Kappenman warns that it may only be a matter of time before we are hit by another major blast that causes some real trouble. 

Our complex interwoven power grid as it exists today, and our dependence on satellites for telephone, television, radio, the tracking everything from ships at sea to packages in shipment, a solar storm of that magnitude might shut down everything for months or even years.

Joseph, whose book also explores Kappenman’s research, warns that “more than 100 million Americans could be affected” by such a blackout for months if not years.

Kappenman was a major contributor to a report published by the National Academy of Sciences (NAS) in 2008, titled “Severe Space Weather Events: Understanding Societal and Economic Impacts.” The report paints a grim picture of the impact a power and communication black-out of that magnitude might have on our lives.

It would amount to events much worse than the loss of telephone, Internet and television communications, that people all over the world not only use for both business and pleasure. The NAS report suggests that it also would include “disruption of the transportation, communication, banking and finance systems, and government services, the breakdown of the distribution of potable water owing to pump failure and the loss of perishable foods and medications because of lack of refrigeration.”

Kappenman said the catastrophic events could multiply if the black-out hits a vast part of the nation. For example, he told Joseph that “oil and water pumping would cease, natural gas, too. There would be no ability to refuel a vehicle.” He said railroads would be stopped. Without fuel repair crews would be hampered from repairing the damaged transformers and getting power restored. It would be impossible to transport food, water and medical supplies to people in the affected cities and towns.

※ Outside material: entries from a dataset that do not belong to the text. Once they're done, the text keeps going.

PR #1438, opened 2025-12-12
BM-2134: update keccak input key to fix issue with keeping cleanup

austinabell:
A more practical workaround than #1431, but with the tradeoff that it will not work when using a previous version in the prove agent and this change for the executor version -- so it probably can't be included in a patch release.


austinabell:
marked as draft so it doesn't get pulled into next release, feel free to review anytime though

zeroecco (approved):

In space, geomagnetic storms actually can heat the Earth’s upper atmosphere. This can cause drag that changes the orbit of a satellite or cause them to fall to Earth and burn up. Needless to say the storms also can affect the electronics within the satellites, possibly disabling them completely.

While a solar blast might only affect one part of the planet, with severe damage to systems in only one region of the world, the report said that alone could impact the entire nation if not everyone in the world.

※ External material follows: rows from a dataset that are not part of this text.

PR #1441, opened 2025-12-15
BM-2146: indexer: add cycle counts via bento API

ncocchiaro:
This PR extends the indexer to preflight requests via the bento API to add cycle counts for all requests.

### DIFF
--- a/crates/indexer/src/db/market.rs
+++ b/crates/indexer/src/db/market.rs
@@ -16,6 +16,7 @@ use std::{
     collections::{HashMap, HashSet},
     str::FromStr,
     sync::Arc,
+    time::Duration,
 };
 
 use super::DbError;
@@ -25,9 +26,10 @@ use boundless_market::contracts::{
     AssessorReceipt, Fulfillment, FulfillmentDataType, Predicate, PredicateType, ProofRequest,
     RequestInputType,
 };
+use log::LevelFilter;
 use sqlx::{
     any::{install_default_drivers, AnyConnectOptions, AnyPoolOptions},
-    AnyPool, Row,
+    AnyPool, ConnectOptions, Row,
 };
 
 const SQL_BLOCK_KEY: i64 = 0;
@@ -836,6 +838,19 @@ pub trait IndexerDb {
         cursor: Option<B256>,
         limit: i64,
     ) -> Result<Vec<B256>, DbError>;
+
+    /// Gets all request digests from request_status table up to the given end_timestamp.
+    /// Returns Vec of (request_digest, created_at) tuples.
+    async fn get_all_request_digests(
+        &self,
+        cursor: Option<(u64, B256)>,
+        end_timestamp: u64,
+        limit: i64,
+    ) -> Result<Vec<(B256, u64)>, DbError>;
+
+    /// Gets the count of request digests in request_status table filtered by end_timestamp.
+    /// Used for logging total digests to process during backfill.
+    async fn count_request_digests_by_timestamp(&self, end_timestamp: u64) -> Result<i64, DbError>;
 }
 
 pub type DbObj = Arc<MarketDb>;
@@ -858,10 +873,11 @@ impl MarketDb {
         pool_options: Option<AnyPoolOptions>,
         skip_migrations: bool,
     ) -> Result<Self, DbError> {
-        use std::time::Duration;
-
         install_default_drivers();
-        let opts = AnyConnectOptions::from_str(conn_str)?;
+        let mut opts = AnyConnectOptions::from_str(conn_str)?;
+
+        // Configure slow query logging: only log queries that take over 2 seconds
+        opts = opts.log_slow_statements(LevelFilter::Warn, Duration::from_secs(2)); // Only warn for queries > 2s
 
         let pool = if let Some(pool_opts) = pool_options {
             pool_opts.connect_with(opts).await?
@@ -3426,6 +3442,65 @@ impl IndexerDb for MarketDb {
 
         Ok(digests)
     }
+
+    async fn get_all_request_digests(
+        &self,
+        cursor: Option<(u64, B256)>,
+        end_timestamp: u64,
+        limit: i64,
+    ) -> Result<Vec<(B256, u64)>, DbError> {
+        let rows = if let Some((cursor_ts, cursor_digest)) = cursor {
+            // Format without 0x prefix to match how digests are stored in the database
+            let cursor_digest_hex = format!("{:x}", cursor_digest);
+            sqlx::query(
+                "SELECT request_digest, created_at 
+                 FROM request_status
+                 WHERE created_at <= $1
+                   AND (created_at > $2 OR (created_at = $2 AND request_digest > $3))
+                 ORDER BY created_at ASC, request_digest ASC
+                 LIMIT $4",
+            )
+            .bind(end_timestamp as i64)
+            .bind(cursor_ts as i64)
+            .bind(cursor_digest_hex)
+            .bind(limit)
+            .fetch_all(&self.pool)
+            .await?
+        } else {
+            sqlx::query(
+                "SELECT request_digest, created_at 
+                 FROM request_status
+                 WHERE created_at <= $1
+                 ORDER BY created_at ASC, request_digest ASC
+                 LIMIT $2",
+            )
+            .bind(end_timestamp as i64)
+            .bind(limit)
+            .fetch_all(&self.pool)
+            .await?
+        };
+
+        let mut results = Vec::new();
+        for row in rows {
+            let digest_hex: String = row.try_get("request_digest")?;
+            let digest = B256::from_str(&digest_hex)
+                .map_err(|e| DbError::BadTransaction(format!("Invalid digest: {}", e)))?;
+            let created_at = row.get::<i64, _>("created_at") as u64;
+            results.push((digest, created_at));
+        }
+
+        Ok(results)
+    }
+
+    async fn count_request_digests_by_timestamp(&self, end_timestamp: u64) -> Result<i64, DbError> {
+        let count: i64 =
+            sqlx::query_scalar("SELECT COUNT(*) FROM request_status WHERE created_at <= $1")
+                .bind(end_timestamp as i64)
+                .fetch_one(&self.pool)
+                .await?;
+
+        Ok(count)
+    }
 }
 
 impl MarketDb {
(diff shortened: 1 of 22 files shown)


infra/indexer/components/market-indexer.ts
```diff
@@ -22,6 +22,8 @@ export interface MarketIndexerArgs {
   dockerRemoteBuilder?: string;
   orderStreamUrl?: pulumi.Output<string>;
   orderStreamApiKey?: pulumi.Output<string>;
+  bentoApiUrl: pulumi.Output<string>;
+  bentoApiKey: pulumi.Output<string>;
```
willpote: Lets make these optional so its possible to run an indexer without doing execution (e.g. if wanting to do a dev deployment to test)

infra/indexer/Pulumi.l-prod-1.yaml
```diff
@@ -18,3 +18,7 @@ config:
     secure: v1:Bm3FUPbytchzaS94:uO0iW9AUegk+SkbPOOpmnwfn3rRZjmSznZ4/NM2l0o6Bqon5qKkxcuTffdicUDHeE7sA9D9UrFGpXkHGgHIINhBkCaRw+m7wu9Y=
   indexer:RDS_PASSWORD:
     secure: v1:Dgy+uSuiBgyEcb13:XtMKpSotMXWM3UnaY0RehuUKvF2IliQRxDQH0RgN4w==
+  indexer:BENTO_API_URL:
+    secure: v1:241smsVYdJrp3x97:4Xphhu28RYX3EYc4s2JaNU9R7tROCcQjbcrugpCVYgrC+NM5n505nR8OFfzg0Bu2LGuoTKRsBSAxtPJNpq/EpjZcf9A+gvqcPloXCWRi/Ia5iWObnXU=
+  indexer:BENTO_API_KEY:
+    secure: v1:6NfJyGHR0KZ5ILgG:WGwjEGCZMDw9aJjBhcVSbaiP4W23yg/8p27V6I5a6ol56QVlb70d2p7JaJ4yv9/eyYskkpZm4/EeR9M=
```
willpote: We shouldn't need this on chain 1, since we don't run a market there, so the market indexer never starts

infra/indexer/index.ts
```diff
@@ -68,6 +68,8 @@ export = () => {
     const logsEthRpcUrl = isDev ? pulumi.output(getEnvVar("LOGS_ETH_RPC_URL")) : config.requireSecret('LOGS_ETH_RPC_URL');
     const orderStreamApiKey = isDev ? pulumi.output(getEnvVar("ORDER_STREAM_API_KEY")) : config.requireSecret('ORDER_STREAM_API_KEY');
     const orderStreamUrl = isDev ? pulumi.output(getEnvVar("ORDER_STREAM_URL")) : config.getSecret('ORDER_STREAM_URL');
+    const bentoApiUrl = isDev ? pulumi.output(getEnvVar("BENTO_API_URL")) : config.requireSecret('BENTO_API_URL');
+    const bentoApiKey = isDev ? pulumi.output(getEnvVar("BENTO_API_KEY")) : config.requireSecret('BENTO_API_KEY');
```
willpote: Same here, should be optional

infra/indexer/Pulumi.l-staging-11155111.yaml
```diff
@@ -14,5 +14,9 @@ config:
     secure: v1:aDACh+FhCJte0D8a:x1Qz6hBhdgjHUAhu3m5NBvipn0MFctp5PRSNttCgV+7mPVgUU7+mvkRDwEa+K8Ll1IUToGX/eKBkwBeE+XYrWbuv+5EFsE9SHiY=
   indexer:RDS_PASSWORD:
     secure: v1:w4gH1O7RvkOIKDd+:QSjcdDB9Fz4L45pDn/KqazFQ7f3jmVqk6huQozjQ
+  indexer:BENTO_API_URL:
+    secure: v1:3StxfNxj3frkUJNs:KM7FbnTvZPYRzMYlI51pV6s95QNH/VL7a3cTYROdhyC6Aq2oCmYy+LpoYCRKJQ1wloin2CIIKy2IDWFbkjhqvpmMmQ20FgxsIH8Uk+BiTJVta+5RUOMOfZg=
+  indexer:BENTO_API_KEY:
+    secure: v1:Sk50eYSjW0shSH1l:dHJXvw4nRjWYKvwpaiLtLJz0FrH1sCrxWd9Z/76RPCSSVNLbPuaxKY2GzqgkfC/ne9k9PehrjC+Ngn0=
```
willpote: Same here, no staging market on eth sep

crates/indexer/src/db/market.rs
```diff
@@ -2230,6 +2273,138 @@ impl IndexerDb for MarketDb {
         Ok(request_digests)
     }
 
+    async fn get_cycle_counts_pending(&self, limit: u32) -> Result<HashSet<B256>, DbError> {
+        let query =
+            "SELECT request_digest FROM cycle_counts WHERE cycle_status = 'PENDING' LIMIT $1";
+
+        let rows = sqlx::query(query).bind(limit as i64).fetch_all(self.pool()).await?;
```
willpote, line 2299: I feel like we should have some sort of ordering here, probably makes sense to process the oldest ones first?

crates/indexer/src/market/service/execution.rs
```diff
@@ -0,0 +1,383 @@
...
+        config.bento_api_key.clone().unwrap(),
+        risc0_zkvm::VERSION,
+    )
+    .unwrap();
+
+    loop {
+        interval.tick().await;
+
+        // Find cycle counts still in state PENDING
+        tracing::debug!("Querying DB for cycle counts in status PENDING...");
```
willpote: It would be useful to log the size of the queue here so we can easily see how far behind we are, e.g. add a `SELECT COUNT(*) ... where PENDING` query on the table and have a log like `Currently X orders pending cycle counts, Y orders currently executing`

crates/indexer/src/db/market.rs
```diff
@@ -2230,6 +2273,138 @@ impl IndexerDb for MarketDb {
...
+        }
+
+        Ok(request_digests)
+    }
+
+    async fn get_cycle_counts_executing(
+        &self,
+        limit: u32,
+    ) -> Result<HashSet<CycleCountExecution>, DbError> {
+        let query = "SELECT request_digest, session_uuid FROM cycle_counts WHERE cycle_status = 'EXECUTING' LIMIT $1";
```
willpote: Same here re: ordering

crates/indexer/src/market/service/execution.rs
```diff
@@ -0,0 +1,383 @@
...
+use boundless_market::storage::fetch_url;
+use broker::futures_retry::retry;
+use bytes::Bytes;
+use std::collections::HashSet;
+
+pub async fn execute_requests(db: DbObj, config: IndexerServiceExecutionConfig) {
+    tracing::info!("Started execution task");
+
+    const PENDING_LIMIT: u32 = 10;
+    const EXECUTING_LIMIT: u32 = 40;
```
willpote: It seems that the default config means that every 3 seconds we will submit 40 execution requests.

Do we need some sort of limit on the amount of requests we have 'EXECUTING'? During the initial backfill especially we will send a lot of requests, and its not clear to me how this will impact the clusters ability to do other work (e.g. prove market orders)

ncocchiaro: Not exactly, every 3 seconds we'll submit up to 10, then check status on up to 40 to update their status relatively quickly, but I agree we can limit this more strictly. I'll do that and try to make the wording clearer

infra/indexer/components/market-indexer.ts
ncocchiaro: Should be fixed in https://github.com/boundless-xyz/boundless/pull/1441/commits/311671185d41421effdcf5004e4f97a01453ba52

infra/indexer/Pulumi.l-prod-1.yaml
ncocchiaro: Should be fixed in https://github.com/boundless-xyz/boundless/pull/1441/commits/311671185d41421effdcf5004e4f97a01453ba52

infra/indexer/index.ts
ncocchiaro: Optional now in https://github.com/boundless-xyz/boundless/pull/1441/commits/311671185d41421effdcf5004e4f97a01453ba52

infra/indexer/Pulumi.l-staging-11155111.yaml
ncocchiaro: https://github.com/boundless-xyz/boundless/pull/1441/commits/311671185d41421effdcf5004e4f97a01453ba52

crates/indexer/src/db/market.rs
ncocchiaro: Ordered by updated_at in https://github.com/boundless-xyz/boundless/pull/1441/commits/311671185d41421effdcf5004e4f97a01453ba52

crates/indexer/src/market/service/execution.rs
ncocchiaro: Added a function to count rows in status PENDING, EXECUTING and FAILED, used for logging currently but could be useful later for other logic. https://github.com/boundless-xyz/boundless/pull/1441/commits/311671185d41421effdcf5004e4f97a01453ba52

crates/indexer/src/db/market.rs
ncocchiaro: Ordered by updated_at in https://github.com/boundless-xyz/boundless/pull/1441/commits/311671185d41421effdcf5004e4f97a01453ba52

crates/indexer/src/market/service/execution.rs
ncocchiaro: In https://github.com/boundless-xyz/boundless/pull/1441/commits/311671185d41421effdcf5004e4f97a01453ba52 I've lowered the limits and made it so we're only submitting execution requests up to the specified limit, based on how many we know we have already in flight.

nahoc: FWIW I had 20 running orders at a time MAX in my implementation. Me and Rich thought about making it 50, which seemed to be fine. I would use that as a starting point and increase after some testing.

ncocchiaro: So I made that max default to 20 now, but also removed the constants and made these limits configurable via command line args.

crates/indexer/src/db/market.rs
nahoc: Actually makes more sense to process newest one first imo, because if you get a lot of orders it's gonna be hard to catch up, especially in the beginning.

I understand wanting to go from oldest first, but only after backfill is complete.

crates/indexer/src/db/market.rs
```diff
@@ -2353,22 +2353,30 @@ impl IndexerDb for MarketDb {
...
+                    SET cycle_status = 'COMPLETED', program_cycles = $1, total_cycles = $2
+                    WHERE request_digest = $3";
+            sqlx::query(query)
                 .bind(u256_to_padded_string(update_data.program_cycles))
                 .bind(u256_to_padded_string(update_data.total_cycles))
-                .bind(format!("{:x}", update_data.request_digest));
-            query_builder.execute(&mut *tx).await?;
+                .bind(format!("{:x}", update_data.request_digest))
+                .execute(&mut *tx)
+                .await?;
```
willpote: We shouldn't need to do this here

When we call `get_requests_comprehensive` in core.rs, we should join the cycles table and get the cycles. That is the object that gets provided to `status.rs`, and `status.rs` should be the only place responsible for updating the status table

crates/indexer/src/db/market.rs
ncocchiaro: In https://github.com/boundless-xyz/boundless/pull/1441/commits/8dfb084861a0024e474f985580211fae39a80822 we're sorting by newest order first

crates/indexer/src/db/market.rs
ncocchiaro: Turned out the inconsistencies here were due to a bug with update timestamps fixed in https://github.com/boundless-xyz/boundless/pull/1441/commits/8dfb084861a0024e474f985580211fae39a80822, and my local test indexer not being caught up enough to pick up the updated cycle counts. I've removed this table update

crates/indexer/src/db/market.rs
```diff
@@ -2246,6 +2292,162 @@ impl IndexerDb for MarketDb {
...
+    }
+
+    async fn set_cycle_counts_executing(
+        &self,
+        execution_info: &HashSet<CycleCountExecution>,
+    ) -> Result<(), DbError> {
+        let execution_vec: Vec<&CycleCountExecution> = execution_info.iter().collect();
+
+        let current_timestamp =
+            std::time::SystemTime::now().duration_since(std::time::UNIX_EPOCH).unwrap().as_secs();
```
willpote, line 2349: We should use CURRENT_TIMESTAMP here and elsewhere. e.g.: https://github.com/boundless-xyz/boundless/blob/willpote/cluster-prio/crates/indexer/src/db/market.rs#L3238

willpote (approved):
Missing tests, so approving assuming manual testing. We should add in a follow up

crates/indexer/src/db/market.rs
ncocchiaro: Currently done this way due to BIGINT type but we can revisit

If Kappenman is correct, and common wisdom suggests that he knows what he is talking about, now that we have blindly set ourselves up for a super electronic disaster, is there anything that we can do to protect ourselves?

Of course there is. He believes the grid can be protected from solar storms by installing super surge suppressors like the ones we use to protect our computers and plasma televisions in our homes. He did not have a plan for protecting satellites and all of the communication systems that now depend on them.

Kappenman says surge suppressors would work because solar EMP blasts discharge massive electrical currents into the earth. This is what messes up the electrical grid system. But large surge suppressors placed between the ground and the transformers would capture the blast coming up from the ground before it hits the power system.

Is anybody listening? Will power companies make the investment and prepare for the eventuality of such a disaster? Probably not. Kappenman said surge suppressors big enough to do the job would cost up to $50,000 each, and at there are about 5,000 operating transformers in the North American grid.

While common sense tells us it would be money well spent, we know from experience that few corporate leaders in America are not much using common sense in what they do these days.